### [RECORDS SUPPLIED]
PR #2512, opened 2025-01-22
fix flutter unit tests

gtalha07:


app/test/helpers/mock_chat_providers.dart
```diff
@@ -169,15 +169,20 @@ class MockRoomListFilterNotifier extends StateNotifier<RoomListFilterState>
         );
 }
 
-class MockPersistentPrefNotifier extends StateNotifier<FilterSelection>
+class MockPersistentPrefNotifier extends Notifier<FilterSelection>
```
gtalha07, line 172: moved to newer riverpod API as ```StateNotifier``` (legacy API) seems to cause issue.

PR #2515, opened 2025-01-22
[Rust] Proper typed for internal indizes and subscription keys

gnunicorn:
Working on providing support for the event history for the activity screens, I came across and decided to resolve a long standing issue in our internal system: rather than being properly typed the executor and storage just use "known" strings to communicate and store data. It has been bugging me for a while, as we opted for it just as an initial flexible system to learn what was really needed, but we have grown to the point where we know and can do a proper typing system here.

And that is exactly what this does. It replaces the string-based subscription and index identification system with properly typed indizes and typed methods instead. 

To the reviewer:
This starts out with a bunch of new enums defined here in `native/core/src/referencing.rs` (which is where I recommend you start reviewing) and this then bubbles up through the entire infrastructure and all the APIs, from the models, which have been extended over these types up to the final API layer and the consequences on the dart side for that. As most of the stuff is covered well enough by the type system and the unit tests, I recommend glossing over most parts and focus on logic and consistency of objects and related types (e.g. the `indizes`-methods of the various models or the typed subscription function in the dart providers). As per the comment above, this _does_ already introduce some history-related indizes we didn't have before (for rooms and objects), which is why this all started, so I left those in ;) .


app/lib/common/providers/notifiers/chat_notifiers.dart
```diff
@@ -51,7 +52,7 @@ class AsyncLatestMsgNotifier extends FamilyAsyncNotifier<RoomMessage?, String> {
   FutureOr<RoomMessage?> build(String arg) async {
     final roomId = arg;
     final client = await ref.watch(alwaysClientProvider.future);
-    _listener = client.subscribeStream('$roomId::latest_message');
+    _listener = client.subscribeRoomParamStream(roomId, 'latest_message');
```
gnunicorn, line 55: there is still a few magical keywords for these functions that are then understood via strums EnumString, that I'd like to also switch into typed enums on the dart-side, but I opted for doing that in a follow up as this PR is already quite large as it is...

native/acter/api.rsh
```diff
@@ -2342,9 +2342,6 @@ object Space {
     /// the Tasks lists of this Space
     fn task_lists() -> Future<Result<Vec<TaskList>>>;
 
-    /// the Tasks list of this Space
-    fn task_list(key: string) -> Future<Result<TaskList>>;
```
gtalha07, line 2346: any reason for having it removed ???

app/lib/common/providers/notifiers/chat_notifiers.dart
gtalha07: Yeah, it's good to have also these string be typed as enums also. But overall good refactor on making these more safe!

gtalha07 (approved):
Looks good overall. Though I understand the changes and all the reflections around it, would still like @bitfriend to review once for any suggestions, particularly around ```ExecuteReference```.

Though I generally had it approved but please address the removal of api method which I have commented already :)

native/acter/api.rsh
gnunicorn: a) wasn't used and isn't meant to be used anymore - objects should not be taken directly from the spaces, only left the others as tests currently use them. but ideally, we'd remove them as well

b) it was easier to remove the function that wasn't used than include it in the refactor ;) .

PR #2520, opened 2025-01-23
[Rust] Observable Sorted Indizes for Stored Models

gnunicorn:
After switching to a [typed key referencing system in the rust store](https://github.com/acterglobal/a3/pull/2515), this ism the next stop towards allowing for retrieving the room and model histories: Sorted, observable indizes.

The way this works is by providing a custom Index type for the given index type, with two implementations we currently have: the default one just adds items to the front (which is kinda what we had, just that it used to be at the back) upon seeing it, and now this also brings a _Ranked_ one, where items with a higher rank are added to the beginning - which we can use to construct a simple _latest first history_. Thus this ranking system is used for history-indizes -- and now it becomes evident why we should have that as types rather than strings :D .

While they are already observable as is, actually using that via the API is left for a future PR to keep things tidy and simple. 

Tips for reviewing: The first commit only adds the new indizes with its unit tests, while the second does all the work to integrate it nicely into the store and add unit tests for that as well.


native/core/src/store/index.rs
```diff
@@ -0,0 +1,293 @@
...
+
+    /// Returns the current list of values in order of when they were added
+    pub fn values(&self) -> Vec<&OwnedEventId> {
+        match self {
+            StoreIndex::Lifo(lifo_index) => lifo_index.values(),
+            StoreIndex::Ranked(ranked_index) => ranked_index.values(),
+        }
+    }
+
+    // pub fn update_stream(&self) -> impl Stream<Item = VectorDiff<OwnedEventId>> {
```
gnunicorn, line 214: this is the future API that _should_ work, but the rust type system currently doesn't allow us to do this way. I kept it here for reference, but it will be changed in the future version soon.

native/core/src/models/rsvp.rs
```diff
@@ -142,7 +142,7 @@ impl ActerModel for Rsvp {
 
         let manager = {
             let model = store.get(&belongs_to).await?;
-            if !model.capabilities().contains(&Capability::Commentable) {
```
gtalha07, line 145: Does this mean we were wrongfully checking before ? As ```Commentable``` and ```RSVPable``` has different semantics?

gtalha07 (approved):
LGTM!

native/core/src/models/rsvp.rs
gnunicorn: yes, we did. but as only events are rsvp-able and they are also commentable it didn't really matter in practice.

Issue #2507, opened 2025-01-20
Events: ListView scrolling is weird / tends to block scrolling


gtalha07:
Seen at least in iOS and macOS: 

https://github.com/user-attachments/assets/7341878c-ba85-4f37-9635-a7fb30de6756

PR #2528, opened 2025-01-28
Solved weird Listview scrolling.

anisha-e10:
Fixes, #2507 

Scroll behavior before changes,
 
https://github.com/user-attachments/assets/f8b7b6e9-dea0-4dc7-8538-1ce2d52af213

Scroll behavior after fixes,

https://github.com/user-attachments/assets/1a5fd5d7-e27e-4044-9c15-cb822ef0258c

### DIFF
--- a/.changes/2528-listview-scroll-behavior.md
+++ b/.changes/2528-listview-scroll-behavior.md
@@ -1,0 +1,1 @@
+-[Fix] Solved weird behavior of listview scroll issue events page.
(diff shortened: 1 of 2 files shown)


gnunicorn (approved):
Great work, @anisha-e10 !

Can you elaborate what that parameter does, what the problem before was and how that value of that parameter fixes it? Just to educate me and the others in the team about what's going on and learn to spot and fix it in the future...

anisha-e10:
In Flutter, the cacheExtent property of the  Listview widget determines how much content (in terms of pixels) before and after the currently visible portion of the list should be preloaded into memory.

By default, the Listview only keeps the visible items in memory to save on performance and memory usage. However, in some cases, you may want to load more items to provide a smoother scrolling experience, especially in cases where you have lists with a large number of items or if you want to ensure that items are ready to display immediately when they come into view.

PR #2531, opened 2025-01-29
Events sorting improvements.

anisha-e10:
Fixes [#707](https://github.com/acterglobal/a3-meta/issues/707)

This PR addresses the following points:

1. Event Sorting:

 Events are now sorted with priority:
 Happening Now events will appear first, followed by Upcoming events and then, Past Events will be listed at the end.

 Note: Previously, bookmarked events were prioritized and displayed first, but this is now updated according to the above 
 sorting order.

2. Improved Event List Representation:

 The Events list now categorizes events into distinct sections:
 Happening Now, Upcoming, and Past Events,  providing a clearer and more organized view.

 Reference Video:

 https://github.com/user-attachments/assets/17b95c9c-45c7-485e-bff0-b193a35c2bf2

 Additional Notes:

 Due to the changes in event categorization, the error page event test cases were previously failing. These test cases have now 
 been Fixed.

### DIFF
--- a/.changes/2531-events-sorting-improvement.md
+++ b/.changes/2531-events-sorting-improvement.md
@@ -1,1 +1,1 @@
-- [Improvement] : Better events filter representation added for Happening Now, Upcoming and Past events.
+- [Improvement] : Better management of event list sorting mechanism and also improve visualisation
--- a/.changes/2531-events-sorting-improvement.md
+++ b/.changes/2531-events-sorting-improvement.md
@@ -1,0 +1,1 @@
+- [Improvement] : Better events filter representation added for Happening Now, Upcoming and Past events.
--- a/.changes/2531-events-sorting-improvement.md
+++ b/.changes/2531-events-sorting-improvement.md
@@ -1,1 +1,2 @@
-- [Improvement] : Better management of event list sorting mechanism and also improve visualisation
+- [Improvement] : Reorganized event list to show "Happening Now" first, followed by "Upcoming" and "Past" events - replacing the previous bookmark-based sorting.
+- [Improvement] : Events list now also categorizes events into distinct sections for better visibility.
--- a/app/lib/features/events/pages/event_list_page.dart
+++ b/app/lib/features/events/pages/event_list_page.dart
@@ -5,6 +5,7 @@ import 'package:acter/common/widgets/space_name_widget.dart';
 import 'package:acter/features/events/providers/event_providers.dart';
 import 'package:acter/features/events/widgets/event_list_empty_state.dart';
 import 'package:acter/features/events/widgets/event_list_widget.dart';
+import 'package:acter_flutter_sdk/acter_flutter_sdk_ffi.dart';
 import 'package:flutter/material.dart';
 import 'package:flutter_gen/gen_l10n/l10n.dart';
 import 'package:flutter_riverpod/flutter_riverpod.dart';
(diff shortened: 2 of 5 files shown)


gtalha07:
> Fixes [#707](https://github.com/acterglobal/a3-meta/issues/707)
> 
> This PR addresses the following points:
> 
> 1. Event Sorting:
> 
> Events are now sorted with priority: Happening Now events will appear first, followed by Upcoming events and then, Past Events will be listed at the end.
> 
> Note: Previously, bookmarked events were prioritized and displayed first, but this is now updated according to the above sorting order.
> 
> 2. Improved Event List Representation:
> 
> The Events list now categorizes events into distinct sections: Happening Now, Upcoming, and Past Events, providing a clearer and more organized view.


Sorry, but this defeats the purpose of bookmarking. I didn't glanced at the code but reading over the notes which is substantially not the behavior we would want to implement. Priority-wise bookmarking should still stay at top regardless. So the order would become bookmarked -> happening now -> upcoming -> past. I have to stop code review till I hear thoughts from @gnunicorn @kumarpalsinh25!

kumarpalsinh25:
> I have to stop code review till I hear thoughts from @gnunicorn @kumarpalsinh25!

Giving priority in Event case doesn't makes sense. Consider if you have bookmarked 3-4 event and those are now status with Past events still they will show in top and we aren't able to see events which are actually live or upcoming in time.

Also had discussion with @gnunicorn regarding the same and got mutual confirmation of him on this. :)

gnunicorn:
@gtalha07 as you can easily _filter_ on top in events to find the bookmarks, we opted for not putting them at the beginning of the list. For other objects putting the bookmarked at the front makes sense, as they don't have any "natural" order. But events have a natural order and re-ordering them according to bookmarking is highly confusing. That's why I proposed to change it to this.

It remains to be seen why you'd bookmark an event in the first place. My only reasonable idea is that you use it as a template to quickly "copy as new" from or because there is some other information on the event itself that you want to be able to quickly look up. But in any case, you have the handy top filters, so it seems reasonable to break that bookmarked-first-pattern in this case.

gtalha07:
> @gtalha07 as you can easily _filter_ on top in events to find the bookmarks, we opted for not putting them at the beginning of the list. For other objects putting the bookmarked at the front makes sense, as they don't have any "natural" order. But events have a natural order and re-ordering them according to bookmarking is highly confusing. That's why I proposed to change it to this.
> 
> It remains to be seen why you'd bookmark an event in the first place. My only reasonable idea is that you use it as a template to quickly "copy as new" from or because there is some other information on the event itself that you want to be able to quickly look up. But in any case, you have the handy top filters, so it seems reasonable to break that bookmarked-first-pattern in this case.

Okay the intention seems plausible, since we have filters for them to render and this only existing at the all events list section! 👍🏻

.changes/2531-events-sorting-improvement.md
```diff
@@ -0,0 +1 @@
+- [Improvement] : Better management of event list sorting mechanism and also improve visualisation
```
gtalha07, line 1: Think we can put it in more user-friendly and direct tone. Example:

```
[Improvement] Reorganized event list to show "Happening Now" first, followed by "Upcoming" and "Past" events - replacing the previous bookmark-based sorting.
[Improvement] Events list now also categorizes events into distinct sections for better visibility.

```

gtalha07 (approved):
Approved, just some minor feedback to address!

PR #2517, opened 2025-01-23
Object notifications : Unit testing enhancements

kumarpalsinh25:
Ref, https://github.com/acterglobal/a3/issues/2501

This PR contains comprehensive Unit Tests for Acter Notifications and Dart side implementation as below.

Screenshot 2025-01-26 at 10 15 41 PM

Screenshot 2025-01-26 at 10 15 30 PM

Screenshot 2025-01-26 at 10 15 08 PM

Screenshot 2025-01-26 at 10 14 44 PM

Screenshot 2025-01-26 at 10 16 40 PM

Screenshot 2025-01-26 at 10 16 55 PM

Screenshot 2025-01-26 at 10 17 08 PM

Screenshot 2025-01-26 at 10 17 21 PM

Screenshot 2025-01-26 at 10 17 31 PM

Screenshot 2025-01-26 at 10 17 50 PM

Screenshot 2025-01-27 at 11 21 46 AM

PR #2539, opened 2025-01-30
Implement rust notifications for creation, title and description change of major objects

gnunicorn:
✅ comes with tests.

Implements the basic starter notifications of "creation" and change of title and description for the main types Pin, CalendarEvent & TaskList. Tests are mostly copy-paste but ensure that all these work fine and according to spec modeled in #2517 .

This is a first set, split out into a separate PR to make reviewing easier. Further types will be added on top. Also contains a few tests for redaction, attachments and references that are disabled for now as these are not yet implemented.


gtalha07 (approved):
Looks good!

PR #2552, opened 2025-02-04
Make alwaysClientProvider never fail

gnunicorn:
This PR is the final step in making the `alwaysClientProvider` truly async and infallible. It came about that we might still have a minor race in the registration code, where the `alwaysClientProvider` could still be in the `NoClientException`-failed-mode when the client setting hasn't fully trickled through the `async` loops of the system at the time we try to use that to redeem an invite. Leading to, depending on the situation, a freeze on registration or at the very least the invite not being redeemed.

### [TASK REQUIREMENTS]
Which lines above carry the string "sections"? Copy those lines.

### [EXPECTED ANSWER]
 The Events list now categorizes events into distinct sections:
+- [Improvement] : Events list now also categorizes events into distinct sections for better visibility.
> The Events list now categorizes events into distinct sections: Happening Now, Upcoming, and Past Events, providing a clearer and more organized view.
[Improvement] Events list now also categorizes events into distinct sections for better visibility.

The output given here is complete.